Revision as of 19:58, 27 October 2010

Problem

Question: The compiler doesn't accept a <= x <= b. Why?

Answer: The expression cannot be parsed, because the infix symbol <= has no (left or right) associativity.

In languages like C the expression is parsed as (a <= x) <= b which is even worse. The first part is evaluated to a boolean value, which is then compared with b. (For C "boolean" and "integer" are the same type.)

Solutions

simple

  • You must be aware, that the mathematical notation a \le x \le b is shorthand for a \le x\ \land\ x \le b.
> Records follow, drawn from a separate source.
Issue #4084, opened 2015-10-28
Importer spends silly amounts of time copying the imported entities attribute by attribute


fdlk:
Context: 
Marije wants to import a sheet with a single entity with a couple hundred attributes and a couple thousand instance rows.
We aborted the import after half an hour when not a single entity had reached the point yet where it got indexed in elasticsearch.

Debugging showed that the time is spent in the ImportWriter which copies each entity instance to a DefaultEntityImporter instance. The `DefaultEntity#set(Entity)` method that gets called by the DefaultEntityImporter constructor is taking up a lot of time. Most of the time is probably spent figuring out what the atomic attributes of the DefaultEntity are.

Which is extra silly since the answer is of course the same for each entity instance, even if this entity has a great lot of them.
Also, the entity doesn't even have self-references but resolving self-references are the only reason that the DefaultEntityImporter gets created.

mswertz:
propose to select http://www.molgenis.org/ticket/3365 to address this

PR #4214, opened 2015-12-01
Fix #4212 If one attribute is selected in a compound the table shows all columns

### LINKED ISSUE #4212: If one attribute is selected in a compound the table shows all columns
- select any entity with a compound with multiple attributes. (VCF is an easy example)
- select one attribute within the compound, and leave the rest unselected.

the dataexplorer table now shows all attributes instead of just the selected one.

tommydeboer:
- REST API returns only meta data of compound and atomic attributes that are actually requested


jjettenn:
please test again

tommydeboer:
test this please

tommydeboer:
Fixes #4084

Issue #4185, opened 2015-11-23
EMX with self-references import failure


dennishendriksen:
Reproduce:
- Import [self-references.xlsx](https://github.com/molgenis/molgenis/files/41667/self-references.xlsx)

Expected:
- Import successful

Actual:
- ```Trying to update not exsisting PersonTest entities:, grandpa_mom, sis1, grandma_dad, dad, sis0 and more.```

PR #4215, opened 2015-12-02
M3365 Importer performance enhancements

### LINKED ISSUE #4084: Importer spends silly amounts of time copying the imported entities attribute by attribute

dennishendriksen:
See [background information](https://docs.google.com/document/d/1yy2z0m0j3uQpb71ybRhX3Ie8ryz9aUQV_HGIuNTicYw/edit?usp=sharing).

Fixes #4084


tommydeboer:
test this please

tommydeboer:
test this please

jjettenn:
1. Self-referencing entities is not working
Error Message:  Trying to update not exsisting PersonTest entities:, grandpa_mom, sis1, grandma_dad, dad, sis0 and more.
Uploaded data set from the background information document.

Typo row 535: msg.append("Trying to update not exsisting ").append(repo.getName()).append(" entities:"); exsisting -> existing

jjettenn:
Can you edit the background information to show the points that are already done?

molgenis-data-excel/src/main/java/org/molgenis/data/excel/ExcelEntity.java
```diff
@@ -23,6 +24,8 @@
 	private final Map<String, Integer> colNamesMap;
 	private final List<CellProcessor> cellProcessors;
 
+	private transient Map<String, Object> cachedValueMap;
```
jjettenn: Why are not all class parameters are final transient?
cachedValueMap can this not be already instantiated?

molgenis-data-excel/src/main/java/org/molgenis/data/excel/ExcelEntity.java
```diff
@@ -44,17 +47,39 @@ public ExcelEntity(Row row, Map<String, Integer> colNamesMap, List<CellProcessor
...
 	public Object get(String attributeName)
 	{
-		Integer col = colNamesMap.get(attributeName);
-		if (col != null)
+		if (cachedValueMap == null)
+		{
+			cachedValueMap = new CaseInsensitiveLinkedHashMap<>();
+		}
+
+		Object value;
```
jjettenn: You can beter initiate value with null;

molgenis-data/src/main/java/org/molgenis/data/PackageChangeListener.java
```diff
@@ -0,0 +1,22 @@
...
+	 */
+	String getId();
+
+	/**
+	 * Callback that fires when a package property changed
+	 * 
+	 * @param package_
+	 *            updated package
+	 */
+	void onChange(Package package_);
```
jjettenn: Why package_ and not package

molgenis-data/src/main/java/org/molgenis/data/support/EntityDecorator.java
```diff
@@ -0,0 +1,340 @@
...
+import org.molgenis.data.UnknownAttributeException;
+import org.molgenis.fieldtypes.FieldType;
+import org.molgenis.fieldtypes.XrefField;
+import org.molgenis.util.MolgenisDateFormat;
+
+/**
+ * {@link Entity} decorator that uses an entity with different {@link EntityMetaData}. Values are converted on demand to
+ * the data types defined in the new EntityMetaData.
+ */
+public class EntityDecorator implements Entity
```
jjettenn: Where is this class being used?

molgenis-data/src/main/java/org/molgenis/data/meta/AttributeMetaDataRepository.java
```diff
@@ -80,57 +86,78 @@ Repository getRepository()
...
-			attributeMetaDataEntity.set(RANGE_MIN, att.getRange().getMin());
-			attributeMetaDataEntity.set(RANGE_MAX, att.getRange().getMax());
-		}
+		return add(Arrays.asList(att)).iterator().next();
+	}
 
-		if (att.getRefEntity() != null)
+	public Iterable<Entity> add(Iterable<AttributeMetaData> attrs)
+	{
+		Iterable<List<AttributeMetaData>> batches = Iterables.partition(attrs, 1000);
```
jjettenn: Why 1000?
Can it not be a constant?

molgenis-data/src/main/java/org/molgenis/data/support/DefaultAttributeMetaData.java
```diff
@@ -23,8 +47,10 @@
...
 {
-	private String name;
-	private FieldType fieldType = MolgenisFieldTypes.STRING;
+	private Map<String, AttributeChangeListener> changeListeners;
+
+	private final String name;
+	private FieldType fieldType;
 	private String description;
 	private boolean nillable = true;
 	private boolean readOnly = false;
```
jjettenn: Can you check the 
private boolean labelAttribute = false; // remove?
private boolean lookupAttribute = false; // remove?

If we can remove those params than, you can remove some of your code.

molgenis-data/src/main/java/org/molgenis/data/meta/PackageImpl.java
```diff
@@ -18,21 +23,21 @@
  */
 public class PackageImpl implements Package
 {
+	private Map<String, PackageChangeListener> changeListeners;
```
jjettenn: Initiate changeListeners and remove null checks in other places in the code

molgenis-data/src/main/java/org/molgenis/data/support/DefaultEntityMetaData.java
```diff
@@ -69,132 +81,211 @@ public DefaultEntityMetaData(String newName, EntityMetaData entityMetaData)
...
 		this.description = entityMetaData.getDescription();
 		EntityMetaData extends_ = entityMetaData.getExtends();
 		this.extends_ = extends_ != null ? new DefaultEntityMetaData(extends_) : null;
 		this.backend = entityMetaData.getBackend();
+		AttributeMetaData idAttr = entityMetaData.getIdAttribute();
+		this.idAttrName = idAttr != null ? idAttr.getName() : null;
+		AttributeMetaData labelAttr = entityMetaData.getLabelAttribute();
+		this.labelAttrName = labelAttr != null ? labelAttr.getName() : null;
+		this.attributes = new CaseInsensitiveLinkedHashMap<>();
+
```
jjettenn: remove space

molgenis-data-excel/src/main/java/org/molgenis/data/excel/ExcelEntity.java
dennishendriksen: > Why are not all class parameters final transient?
Entity is serializable: Writing it to disk and reading it back into memory requires that the other fields still have values in order for the entity to work as before serialization. Row should not be transient by the way, but that code is already in place.

> cachedValueMap can this not be already instantiated?
Lazy initialization pattern to improve performance of ExcelEntity in case you create the entity but e.g. skip over it when iterating entities.

dennishendriksen:
> Self-referencing entities is not working

Not working in v1.13.0, see #4185 

> Can you edit the background information to show the points that are already done?

See Performance improvements & suggestions section

molgenis-data-excel/src/main/java/org/molgenis/data/excel/ExcelEntity.java
dennishendriksen: See note about lazy initialization pattern above.

molgenis-data/src/main/java/org/molgenis/data/support/EntityDecorator.java
dennishendriksen: Oops, originally this was intended to replace DefaultEntityImporter. But I got stuck in some weird self-reference code constructions. Class is removed.

molgenis-data/src/main/java/org/molgenis/data/support/DefaultAttributeMetaData.java
dennishendriksen: This is a non-trivial task. I created [this story](http://www.molgenis.org/ticket/3933) to remove these fields.

molgenis-data/src/main/java/org/molgenis/data/meta/PackageImpl.java
dennishendriksen: Lazy initialization pattern, do not allocate memory until a listener is added.

molgenis-data/src/main/java/org/molgenis/data/support/DefaultEntityMetaData.java
dennishendriksen: Do you mean newline? I put it there on purpose to have a visual separation between entity meta properties and other fields.

molgenis-data-excel/src/main/java/org/molgenis/data/excel/ExcelEntity.java
jjettenn: Ok, for not forgetting you can use final like this:
final Object value;
Then the code do not compile if it is not instantiated.

molgenis-data/src/main/java/org/molgenis/data/support/DefaultEntityMetaData.java
jjettenn: Okay, yes newline.

PR #4255, opened 2015-12-09
Added an EMX with advanced nested data type examples

Mark-de-Haan:
- Compound -> Xref -> Xref -> Mref -> Categorical
- Xref ID attributes both string and int
- Entity1 extends Entity0
- Entity2 extends Entity1
- Extending from different packages


dennishendriksen:
emx_advanced_import.xlsx is a vague name, how about emx_deep_nesting.xlsx?

PR #4267, opened 2015-12-10
M2722 Google sign-in

dennishendriksen:


jjettenn:
Known bug: Google sign in creates a redirectloop for inactive user see issue #4291

PR #4285, opened 2015-12-22
Feature/i18n data metadata

Mark-de-Haan:


Mark-de-Haan:
Test plan is everything green!

Issue #4289, opened 2015-12-28
ResourceUtils - NullPointerException is thrown


jjettenn:
14:28:32.088 [ajp-bio-8009-exec-4] ERROR org.molgenis.util.ResourceUtils - NullPointerException is thrown. Resource url: jar:file:/srv/molgenis/apache-tomcat-7.0.65/webapps/ROOT/WEB-INF/lib/molgenis-core-ui-1.15.0-SNAPSHOT.jar!/i18n.xlsx
14:28:32.101 [ajp-bio-8009-exec-4] ERROR o.s.web.context.ContextLoader - Context initialization failed
java.lang.RuntimeException: java.lang.NullPointerException
	at org.molgenis.util.ResourceUtils.getFile(ResourceUtils.java:85) ~[molgenis-core-1.15.0-SNAPSHOT.jar:1.15.0-SNAPSHOT]
	at org.molgenis.util.ResourceUtils.getFile(ResourceUtils.java:27) ~[molgenis-core-1.15.0-SNAPSHOT.jar:1.15.0-SNAPSHOT]
	at org.molgenis.ui.I18nStringsPopulator.onApplicationEvent(I18nStringsPopulator.java:49) ~[molgenis-core-ui-1.15.0-SNAPSHOT.jar:1.15.0-SNAPSHOT]
	at org.molgenis.ui.I18nStringsPopulator.onApplicationEvent(I18nStringsPopulator.java:28) ~[molgenis-core-ui-1.15.0-SNAPSHOT.jar:1.15.0-SNAPSHOT]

Consequently a possible Haskell solution is a <= x && x <= b.
  • Another fine mathematical notation is x \in [a,b]. You can roll your own function
isInRange :: Ord a => a -> a -> a -> Bool
isInRange lower upper x = lower <= x && x <= upper
to capture this notation (isInRange a b x), or
(<?) :: Ord a => a -> (a,a) -> Bool
(<?) = flip (uncurry isInRange)
(x <? (a,b)). In case of integers you can use the inRange function from Ix class.
  • You can easily write a function, which checks if a list of numbers increases monotonicly.
monotonicIncreasing :: Ord a => [a] -> Bool
monotonicIncreasing xs = and (zipWith (<=) xs (tail xs))
You can use that for the initial problem by monotonicIncreasing [a,x,b].


complex

  • For more complex checks of whether an element is contained in some ranges, you should have a look at the ranged sets library.
  • If you want to program more complex chains with different kinds of comparisons, try the following code.
module ChainRelation where

{- * chains of relations (comparison, subsets, logical implications etc.) -}

infixr 4 &-, -&

type Rel   a = (a -> a -> Bool)
type Chain a = [(Rel a, a)]

endChain :: Chain a
endChain = []

-- separate comparison and operand
(&-) :: Rel a -> (a, Chain a) -> Chain a
rel &- (x,xs) = (rel,x):xs

-- separate operand and comparison
(-&) :: a -> Chain a -> (a, Chain a)
(-&) = (,)

-- check if all comparisons are true
check :: (a, Chain a) -> Bool
check (x,chain) =
   let (rels,xs) = unzip chain
   in  and (zipWith3 id rels (x:xs) xs)


example1 :: Bool
example1 =
   check (1 -& (<) &- 5 -& (==) &- 5 -& (<=) &- 10 -&
      (endChain :: Chain Integer))


{- * specialised infix operators for comparison -}

infixr 4 ==:, /=:, <:, >:, <=:, >=:

(==:), (/=:), (<:), (>:), (<=:), (>=:) :: Ord a =>
   a -> (a, Chain a) -> (a, Chain a)
(==:) = lift (==)
(/=:) = lift (/=)
(<:)  = lift (<)
(>:)  = lift (>)
(<=:) = lift (<=)
(>=:) = lift (>=)

lift :: Rel a -> a -> (a, Chain a) -> (a, Chain a)
lift f x (y,chain) = (x, (f,y):chain)

example2 :: Bool
example2 =
   check (1 <: 5 ==: 5 <=: 10
             -& (endChain :: Chain Integer))
  • You can represent a successful sequence of comparisons with Just a and a failed sequence with Nothing:
module ChainRelation2 where

import Data.Maybe (isJust)

lift :: (a -> b -> Bool) -> Maybe a -> b -> Maybe b
lift f (Just x) y | f x y = Just y
lift _ _ _ = Nothing

(<:)  = lift (<)
(<=:) = lift (<=)
(*:)  = lift elem

example = isJust (Just 4 <: 5 <=: 6 *: [6,7])

-- Python equivalent: 4 < 5 <= 6 in [6,7]